Here's what's changed for Eaglecrest football this offseason: Dustin Delaney, a highly-successful coach from Kansas, was hired to lead the program.
Here's what hasn't changed: The expectations.
Delaney, hired from Shawnee Mission East in January, replaces Mike Schmitt, who resigned in December to move to Pennsylvania with his family. Delaney's record as a head coach is 78-18 in eight seasons as coach, including a state championship in 2014.
So his history and expectation — success — make for a perfect blend with his new program.
"The kids know the expectations," Delaney said this summer. "So it's easier to get them to work and do things when they know what we're capable of doing. That's been set from the success they've had the last two years, and we're going to try to carry that on and run with it."
Eaglecrest, winners of 21 consecutive regular season games, reached the Class 5A state title game last season, falling to Pomona in a thrilling 56-49 contest. The Raptors are 24-2 over the past two seasons.
Their focus is not only to reach the state championship game yet again, but to win the title this time.
"They know. We talk about it every day," Delaney said. "They know what we're trying to do, and we won't expect anything less than their best, because our goal is to win the state title."
Said Elijah Anderson-Taylor, a senior linebacker who is one of the captains this fall: "Our expectation is to be the best that we can be. We have the talent and the skill to get back to the state championship game."
It wasn't always like that at Eaglecrest. This year's group of seniors went 4-6 as freshmen. From 2006-2015, the program had just one winning season.

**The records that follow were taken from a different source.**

Issue #5483, opened 2023-02-14
Unexpected values received for types i8 and i16 from ink! contract


sharma66mahesh:
* **I'm submitting a ...**

  - [x] Bug report

* **What is the current behavior and expected behavior?**
Upon uploading [this ink! contract](https://pastebin.com/z2sehh14), I was expecting to receive the values of the variables `my_i8` and `my_i16` to be `127` and `32767` as it was set in the ink! contract respectively.

However, I received `-129` and `-32769` as the values for `my_i8` and `my_i16` respectively.

The following is the output of querying the contract's `get` method:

That change speaks to what Schmitt and the players built the program into.
"Shoot, the expectations have skyrocketed," said Reece Atteberry, a junior offensive lineman. "When we came in, we were a rough program, trying to take what we can and control what we can. ... Now, the expectations are very high, which is fine, because sometimes pressure creates diamonds."
Added Jake Wiley, a senior offensive lineman: "It's definitely our expectation to win games, practice hard, and play hard, and be successful."

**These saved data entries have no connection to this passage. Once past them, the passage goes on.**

PR #5531, opened 2023-03-09
Fix inaccessible yargs instance error

conr2d:
> In ES6, yargs is no longer a singleton, so it needs to call yargs() to get an instance of yargs. [[link]](https://github.com/yargs/yargs/issues/1854#issuecomment-787509517)

This issue breaks the [type generation example](https://github.com/polkadot-js/docs/tree/master/docs/api/examples/promise/typegen) in polkadot.js documentation, when executing it with the latest dependencies. This PR fixes the issue.

### DIFF
--- a/packages/typegen/src/extractChain.ts
+++ b/packages/typegen/src/extractChain.ts
@@ -6,6 +6,7 @@
 
 import process from 'process';
 import yargs from 'yargs';
+import { hideBin } from 'yargs/helpers';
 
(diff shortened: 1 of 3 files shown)


jacogr (approved):
Thank you. (Looks sane, aka what needed to be done elsewhere as well)

PS: Actually have the same in https://github.com/polkadot-js/api/pull/5530 (but that would be some time before it gets in + smaller PRs are best)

The foundation of this year's team will undoubtedly be the offensive line.
Miller (6-foot-5, 260 pounds), who drew national recruiting attention, committed to Stanford on Thursday. Likewise, Atteberry (6-foot-5, 260 pounds) has major programs recruiting him, including Ohio State, Michigan, Nebraska and Oregon. CU and CSU have also offered Atteberry.

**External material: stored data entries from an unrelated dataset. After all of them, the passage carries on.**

Issue #5746, opened 2023-11-01
missing known keys


xlc:
Not all the known keys are configured here

https://github.com/polkadot-js/api/blob/6fcd984205e302a60b3242a568bf791c452be869/packages/types/src/metadata/decorate/storage/substrate.ts#L20-L39

For a hopefully completed list, see this issue: https://github.com/paritytech/polkadot-sdk/issues/2126

TarikGul:
Addressed in #6084

PR #6084, opened 2025-01-30
Include missing known keys

valentinfernandez1:
Addresses #5746 by including some missing known substrate storage keys.


TarikGul (approved):
👍

PR #6089, opened 2025-02-07
Ensure rpc-core can correctly decode types, even if multiple types share the same name

martin-chainflip:
Currently, rpc-core tries to decode the results of a storage query by using the type name. However, it is perfectly valid to have multiple, different types in the type registry that share the same name. In this case rpc-core will fail to decode. This change uses the unique type id for decoding if available instead. 
This change fixes https://github.com/polkadot-js/apps/issues/10432

### DIFF
--- a/packages/rpc-core/src/bundle.ts
+++ b/packages/rpc-core/src/bundle.ts
@@ -13,6 +13,7 @@ import { Observable, publishReplay, refCount } from 'rxjs';
 
 import { LRUCache } from '@polkadot/rpc-provider';
 import { rpcDefinitions } from '@polkadot/types';
+import { unwrapStorageSi } from '@polkadot/types/util';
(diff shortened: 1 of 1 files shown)


TarikGul:
Hey thanks for the PR. Were you able to check in apps if it works?

The way you can link the api with your changes is by having apps share the same root directory as the api - and running `yarn polkadot-dev-copy-to apps`.

TarikGul:
I checked this blockhash: `0xf7d516bd72ee1d76903e692157fc2a5260788faa6c9b6a369c3006b19413b6d2` given in the issue and still received the same decoding error as earlier with the applied changes above.

martin-chainflip:
you are correct. this only fixes the issue that storage items with the same type name could not be decoded. for calls/extrinsics, more work is needed.

martin-chainflip:
would it still be possible to merge this fix?

TarikGul:
cc: @ap211unitech @valentinfernandez1

ap211unitech (approved):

"Those kids are phenomenal players," Delaney said of the group. "On top of being great players, they're really intelligent, which makes it easy to do some line schemes. So we're definitely going to lean on them to lead us this year."
Together, the trio helped Eaglecrest become of Colorado's top offenses last year as they amassed an average of 405 yards and 36.4 points per game. That offense will look different in 2018 as it transitions from a spread offense to a more traditional option offense.
The linemen will help in that transition.
"Anytime in football, it starts up front. You can't have a 3,000-yard rusher without a good O-line," Atteberry said. "You could have Reggie Bush, but if there's eight guys on him when he gets the ball, he's not going anywhere. It's a good starting point, but it's still only a starting point."
"It's a great foundation to have," Anderson-Taylor said. "It's the Triple Towers. It's not the Twin Towers. We've got the Triple Towers."
But Eaglecrest isn't going to walk out on the field in 2018 and expect anyone to roll over.
"We're not going to get complacent," Wiley said.
Defensively, it'll be Anderson-Taylor leading the way. He had 72 tackles, including 10 for a loss, last season.
Eaglecrest's schedule includes games against Highlands Ranch and Fountain-Fort Carson, playoff teams from a year ago, as well as league games against Grandview and Cherry Creek.
And though the transition to a new coaching staff took some time this summer, "We're getting going," Atteberry said. "It's finally rolling downhill."
All the way, they hope, to Mile High in December.